Но люди чтили память о прозорливой старице, а Сашенька в самые страшные времена не оставляла без помощи тех, кто не утратил веру в Бога. Однажды шурминскому начальству пришло свыше распоряжение очистить одну из местных церквей от «религиозного хлама», а помещение использовать под колхозные нужды. Уничтожение церковного имущества назначили на следующий день. Одному Богу известно, как простой парень, прихожанин храма, узнав о планах властей, за ночь в одиночку смог вынести из церкви все иконы и спрятать их. Кто-то донёс, и отряд чекистов перевернул дом парня вверх дном, грозя расстрелом. Так бы и случилось, если бы нашли хоть одну икону, а те были спрятаны в огороде… Может быть, по молитвам Сашеньки Шурминской спас Господь от лютой смерти.
* * *
Мне думается, что через сто лет после встречи Варвары Александровны Казанцевой с Сашенькой именно шурминская святая явила чудо и мне, познакомив меня с внучкой героини рассказа.
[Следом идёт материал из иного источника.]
PR #96, opened 2016-04-07
Fix msvc2015 build dtest

### LINKED ISSUE #95: Error building DTEST on MSVC 2015
compiling by *cmake .. -G"Visual Studio 14 2015"*:
**dlib\dlib\test\multithreaded_object.cpp(186): error C2694: `anonymous namespace'::test4_c2::~test4_c2(void) throw(std::exception)
'override': overriding virtual function has less restrictive exception specification than base class virtual member function 'base'**

https://msdn.microsoft.com/en-us/library/e4x95xf8.aspx

MSVC 2015 fails to build a test (MSVC2013 works good)

failed destructor code:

Лет десять назад я впервые приехала в Кильмезь. О том, что здесь жили мои предки, я имела смутное представление, но всё-таки всплыло в памяти название посёлка из бабушкиных рассказов о своём детстве. В местном музее подтвердили, что мой прадед Николай Михайлович Репин был одним из самых богатых и влиятельных людей в округе. Но дальнейшие поиски более полных сведений о Репиных, о том, где они жили и где их могилы, оказались тщетными: по всей вероятности, мои родственники либо были репрессированы, либо, спасаясь от расправы, уехали далеко за пределы Вятки. Как подтверждение этому в следственном деле прадеда, которое я нашла в Государственном архиве Кировской области, последняя запись, сделанная в конце 1931 года, гласила: «Репин Николай Михайлович с семьёй выслан за пределы Нижегородской губернии…» (Кильмезь тогда входила в её состав). Потом я перестала искать, положившись на волю Господа, и в сентябре прошлого года произошла со мною встреча, которую я воспринимаю как помощь свыше.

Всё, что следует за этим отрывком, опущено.